4.1.2 Basic usage: Depends() declaration

Dependency injection is implemented through Depends(). Depends() accepts a dependency provider function and returns a dependency factory that is called at node execution time to obtain the actual dependency value.

Syntax

python
from amrita_core.hook.matcher import Depends

@Node()
def my_node(
    dependency_value: ReturnType = Depends(dependency_provider_function)
):
    # use dependency_value
    pass

Built-in dependency tools

AmritaSense provides several built-in dependency helpers in the amrita_sense.runtime.deps module:

  • POINTER_DEPENDS: injects the current WorkflowInterpreter instance
  • ADDR(alias): injects the absolute address (PointerVector) of the specified alias node
  • NEAR_OFFSET(alias): injects the near offset (int) of the specified alias node
  • FAR_OFFSET(alias): injects the far offset (PointerVector) of the specified alias node

Example usage

python
from amrita_sense.runtime.deps import POINTER_DEPENDS, ADDR, NEAR_OFFSET
from amrita_sense.runtime.workflow import WorkflowInterpreter
from amrita_sense.types import PointerVector

@Node()
def navigation_node(
    pc: WorkflowInterpreter = Depends(POINTER_DEPENDS),
    target_addr: PointerVector = Depends(ADDR("my_target")),
    offset: int = Depends(NEAR_OFFSET("my_target"))
):
    # Use the interpreter to jump
    pc.jump_to(target_addr)
    # or use a relative offset for near jumps
    pc.jump_offset(offset)

4.1.3 Concurrent resolution and runtime injection

AmritaSense’s dependency injection system supports concurrent resolution and runtime injection, which means:

  1. Concurrency-safe: dependency resolution is thread-safe and can be used safely in concurrent environments.
  2. Runtime dynamism: dependency values are computed at node execution time, not at workflow compile time.
  3. Context awareness: dependency provider functions can access the current workflow context.

The dependency injection system automatically handles both synchronous and asynchronous dependency providers.
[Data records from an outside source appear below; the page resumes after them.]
PR #7541, opened 2020-01-08
Use Android Components 24.0.1 with Fenix 3.0.2

pocmo:
Updating the release branch for Fenix 3.0.2 to use Android Components 24.0.1.


mcarare:
This change https://github.com/mcarare/fenix/commit/c96af458f48e3d431aa96610c4ba7afffd59dc5b should be included in this release to fix the lint issue.

pocmo:
@mcarare Thank you. Added this patch on top.

pocmo:
Looks like some UI test failure happened. Investigating now..

pocmo:
It is only `testDownloadNotification` failing and only on one device. So I think we are still fine here.

liuche:
I'll kick off a new release.

PR #12520, opened 2020-07-13
Add helper for underlining text

NotWoods:
Adding an underline to a TextView seems to be a fairly common pattern, so lets put it in a helper method. Also adds more tests to some of the changed components.

### DIFF
--- a/app/src/main/java/org/mozilla/fenix/ext/TextView.kt
+++ b/app/src/main/java/org/mozilla/fenix/ext/TextView.kt
@@ -1,0 +1,19 @@
+/* This Source Code Form is subject to the terms of the Mozilla Public
+ * License, v. 2.0. If a copy of the MPL was not distributed with this
+ * file, You can obtain one at http://mozilla.org/MPL/2.0/. */
+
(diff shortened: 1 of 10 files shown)


app/src/main/java/org/mozilla/fenix/ext/TextView.kt
```diff
@@ -0,0 +1,19 @@
...
+
+/**
+ * Adds an underline effect to the text displayed in the TextView.
+ */
+fun TextView.addUnderline() {
+    val currentText = text
+    text = currentText.toSpannable().apply {
+        setSpan(UnderlineSpan(), 0, currentText.length, 0)
+    }
+}
```
jhugman, line 19: I think I'd prefer an extension property here, or at least make the method take an optional `start, end` or `start, len` arguments.

NotWoods: What sort of property are you thinking of? I'd prefer not to add the arguments as all the uses of UnderlineSpan just underline the entire string.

If a provider is asynchronous, the system awaits it; if it is synchronous, it calls it directly.

Asynchronous dependency example

python
async def async_dependency():
    await asyncio.sleep(0.1)
    return "async_result"

@Node()
def async_node(result: str = Depends(async_dependency)):
    print(f"Received: {result}")

4.1.4 Important behavior: returning None terminates the workflow

The dependency injection system has an important behavior: if a dependency provider function returns None, the workflow terminates immediately.
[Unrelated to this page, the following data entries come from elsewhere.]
Issue #12400, opened 2020-07-08
FNX2-15220 ⁃ [Bug] swipe to delete bug in collection


sheikh-azharuddin:
## Steps to reproduce
Add one tab to collection
Swipe right to delete. It will show a confirmation prompt. 
Click cancel 
It is showing a persistent delete action with blank row. 

### Expected behavior
Should show the tab under collections

### Actual behavior
Is showing persistent delete icon with blank row

### Device information
* Android device: ? A10
* Fenix version: ? Latest nightly 

![Screenshot](https://user-images.githubusercontent.com/58127841/86972018-bc198900-c161-11ea-9db3-8038eca4d3c5.jpg)UNITO-UNDERSCORE!20200709-025411!

PR #12538, opened 2020-07-14
For issue #12400 - Refresh swiped collection tab view

BMEduard:
Item is now refreshed by calling notifyDataSetChanged on the adapter when the last tab from the collection has been swiped away and the user cancels the deletion by pressing the cancel button from the dialog.
Also added a "wasSwiped" flag to onCollectionRemoveTab in order to check if the tab was deleted from a swipe action and not by pressing the "X" button.

### Pull Request checklist

### After merge

1. click on Show All Checks,

### DIFF
--- a/app/src/main/java/org/mozilla/fenix/home/HomeFragment.kt
+++ b/app/src/main/java/org/mozilla/fenix/home/HomeFragment.kt
@@ -211,7 +211,8 @@ class HomeFragment : Fragment() {
                 hideOnboarding = ::hideOnboardingAndOpenSearch,
                 registerCollectionStorageObserver = ::registerCollectionStorageObserver,
                 showDeleteCollectionPrompt = ::showDeleteCollectionPrompt,
-                showTabTray = ::openTabTray
+                showTabTray = ::openTabTray,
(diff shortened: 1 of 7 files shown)


ekager:
Whew okay bugs galore in collections homescreen 😬 Pulled this PR down and seems to work well in the case of 1 item in a collection being swiped away (which was the original bug, so great!!)

2 other bugs I found: 
1. If a collection has 2 items and you swipe them away one by one, it won't prompt you or delete the collection on the last item's removal (so then you end up with an empty collection). 
2. Swiping away on the bottom tab of a collection doesn't update the remaining item to be the next bottom item visually. 

These two bugs are probably related. @BMEduard do you want to look into these as well since it's related, or would you prefer I break these into 2 new issues?

BMEduard:
> 
> These two bugs are probably related. @BMEduard do you want to look into these as well since it's related, or would you prefer I break these into 2 new issues?

@ekager I think it would be for the best to break those bugs into new issues.

ekager:
Sounds good opened https://github.com/mozilla-mobile/fenix/issues/13177

PR #12568, opened 2020-07-14
Update coroutines dependency

NotWoods:
Breaking this out from #10806 to see if it causes Glean issues


NotWoods:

This design decision is based on:

  1. Clear failure semantics: None is treated as a clear signal that dependency resolution failed.
  2. Avoid null propagation: preventing None values from spreading through the workflow reduces debugging complexity.
  3. Fail-fast principle: if a dependency cannot be satisfied, fail immediately rather than continuing with potentially invalid logic.
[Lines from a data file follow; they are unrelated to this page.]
PR #12549, opened 2020-07-14
Update Android Components version

MickeyMoz:

PR #12572, opened 2020-07-14
Test A-C thumbnail changes.

person808:
Testing breaking thumbnail change in https://github.com/mozilla-mobile/android-components/pull/7534

cc @jonalmeida

### DIFF
--- a/app/src/main/java/org/mozilla/fenix/tabtray/TabTrayViewHolder.kt
+++ b/app/src/main/java/org/mozilla/fenix/tabtray/TabTrayViewHolder.kt
@@ -11,6 +11,7 @@ import android.widget.TextView
 import androidx.annotation.VisibleForTesting
 import androidx.appcompat.widget.AppCompatImageButton
 import androidx.core.content.ContextCompat
+import androidx.core.view.doOnNextLayout
 import mozilla.components.browser.state.state.MediaState
 import mozilla.components.browser.tabstray.TabViewHolder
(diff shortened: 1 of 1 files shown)


app/src/main/java/org/mozilla/fenix/tabtray/TabTrayViewHolder.kt
```diff
@@ -72,7 +73,10 @@ class TabTrayViewHolder(
         if (tab.thumbnail != null) {
             thumbnailView.setImageBitmap(tab.thumbnail)
         } else {
-            imageLoader.loadIntoView(thumbnailView, ImageRequest(tab.id))
+            // Make sure we have the view's dimensions so we can load the image at the correct size
+            thumbnailView.doOnNextLayout {
+                imageLoader.loadIntoView(thumbnailView, tab.id)
+            }
```
person808, line 79: Alternatively we could hardcode the image size to 100dp instead of using the view dimensions through the extension function. In my testing loading with the extension function requests a slightly smaller image (253px vs 275px on Pixel 3 emulator)

person808:
I think the problems I noticed in my A-C pr were related to earlier revisions of it loading the full size thumbnail for each tab tray item. I was probably triggering some out of memory errors, not filling up the disk cache any faster. So I don't think they'll crop up now 🤞

jonalmeida:
Closing in place of https://github.com/mozilla-mobile/fenix/pull/12549.

Issue #12565, opened 2020-07-14
Clean up use of Context and Activity within Controllers


eliserichards:
Clean up uses of `Context` and `Activity` in our code, specifically within `Controllers`, based on conversation with @Mugurell in https://github.com/mozilla-mobile/fenix/pull/11208:

> I'm normally against passing it around and then expect all receivers to know how to build/extract their end dependencies from it. (Demeter's law).
To keep the code clean, have a better separation of responsibilities, loose coupling and ease testing I would propose to have end dependencies sent as parameters to the controller.
Here I see that anyway the context, cast to a specific activity!? is only used for obtaining a reference to components.core.passwordsStorage. That can easily be injected in the constructor without even worrying about it become bloated.

gabrielluong:
@mcarare curious if we should be closing this as in we are completely done with all the clean up of these usages?

PR #12562, opened 2020-07-14
Use MainCoroutineRule in tests

NotWoods:

PR #12579, opened 2020-07-15
For #12565: Add Locale settings tests & use activity

NotWoods:
- Changes `DefaultLocaleSettingsController` to take activity instead of context, since it casts context anyways.
- Moves the 3 viewholder classes out of LocaleAdapter to its own file.
- Cleans up tests to make them more readable


app/src/main/java/org/mozilla/fenix/settings/advanced/DefaultLocaleSettingsController.kt
```diff
@@ -16,32 +16,44 @@ interface LocaleSettingsController {
...
 
     override fun handleSearchQueryTyped(query: String) {
         localeSettingsStore.dispatch(LocaleSettingsAction.Search(query))
     }
+
+    /**
+     * Update the locale for the configuration of the app context's resources
+     */
+    @Suppress("Deprecation")
+    fun LocaleManager.updateBaseConfiguration(context: Context, locale: Locale) {
```
eliserichards, line 52: is there an alternative to this deprecated method?

NotWoods: I'd prefer to leave that as follow up work. I filed #12562

PR #12581, opened 2020-07-15
Add tests for sync, wifi, and push

NotWoods:
In addition to lots of tests, there has been some cleanup:
- SyncedTabsIntegration takes in syncedTabsStorage, instead of using context to get syncedTabsStorage from components.
- WifiConnectionMonitor now uses the Observable code from AC instead of re-implementing the observable pattern.
- SitePermissionsWifiIntegration has been updated to call AC observation methods

### DIFF
--- a/app/src/main/java/org/mozilla/fenix/components/Components.kt
+++ b/app/src/main/java/org/mozilla/fenix/components/Components.kt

Handling optional dependencies

If a dependency can legitimately be absent, use a pattern like:

python
def optional_dependency():
    if some_condition:
        return "value"
    else:
        return OptionalValue(None)

class OptionalValue:
    def __init__(self, value):
        self.value = value

Or handle the conditional inside the node function instead of at the injection layer:

python
def get_maybe_value():
    if some_condition:
        return "value"
    return "default_value"

@Node()
def safe_node(value: str = Depends(get_maybe_value)):
    pass

Error handling

If a dependency provider returns None, the workflow raises a DependsResolveFailed exception. This exception can be caught with TRY/CATCH:

python
def failing_dependency():
    return None

TRY(
    Node(lambda: print("This won't execute"))
).CATCH(DependsResolveFailed, Node(lambda: print("Caught dependency failure")))

This design ensures that dependency injection remains robust and predictable while giving developers a clear error handling mechanism.